Instability of coherent whistlers propagating along field lines in the magnetosphere

We report on analytic and simulation studies of nonlinear instability triggered by a whistler propagating along a geomagnetic field line. For simplicity of interpretation, the electron distribution is taken to be the highly unstable ring distribution f(\textbf{v})=$\delta $(v$_{\vert \vert }-$v$_{\vert \vert 0})\delta $(v$_{\bot }-$v$_{\bot 0})$. The variation (quadratic near the equator) of the geomagnetic field B(z) along a field line is important, even though $\lambda \quad \sim $ 1 km while the field gradient scale $\sim $1000 km.
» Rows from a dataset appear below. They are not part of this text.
PR #7017, opened 2017-12-12
Fixes 6965

### LINKED ISSUE #6965: reduce code generated of plugin-proposal-decorators
plugin-proposal-decorators create for each component using decorator same function template:

applyDecoratedDescriptor
and 
initDefineProp

so the code ended is much more bigger, 
i propose to create only this once in global what do you think?
(It s what i did inside babelHelper ...)

same this plugins use the function ensureInitializerWarning who create no useful bit for each component too:
function NAME(descriptor, context){ throw new Error(    'Decorating class property failed. Please ensure that proposal-class-properties is enabled and set to use loose mode.  To use proposal-class-properties in spec mode with decorators, wait for he next major version of decorators in stage 2

will be better to add it in global too ...

perinikhil:
| Fixed Issues?            | Fixes #6965 
| Patch: Bug Fix?          |
| Major: Breaking Change?  |
| Minor: New Feature?      |
| Documentation PR         | 
| Any Dependency Changes?  |

### DIFF
--- a/packages/babel-helpers/src/helpers.js
+++ b/packages/babel-helpers/src/helpers.js
@@ -701,8 +701,12 @@ helpers.toPropertyKey = defineHelper(`
   }
 `);
 
-helpers.buildInitializerWarningHelper = defineHelper(`
-    export default function _buildInitializerWarningHelper(descriptor, context){
+/**
+ * Add a helper that will throw a useful error if the transform fails to detect the class
+ * property assignment, so users know something failed.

The instability is triggered by an initial wave pulse of finite duration $\tau _{p}$; the value of $\tau _{p}$ also plays an important role. Instability occurs initially at the resonant points where $\omega -$kv$_{\vert \vert }-\Omega $=0, but is carried backwards in the pulse by the stream of resonant electrons. The fresh flow of unperturbed electrons into the pulse plays an important role, and in the non-uniform B(z), phase-trapped electrons can continue to drive the nonlinear stage of the instability, which is characterized by both growth and strong spatio-temporal variations of the wave frequency.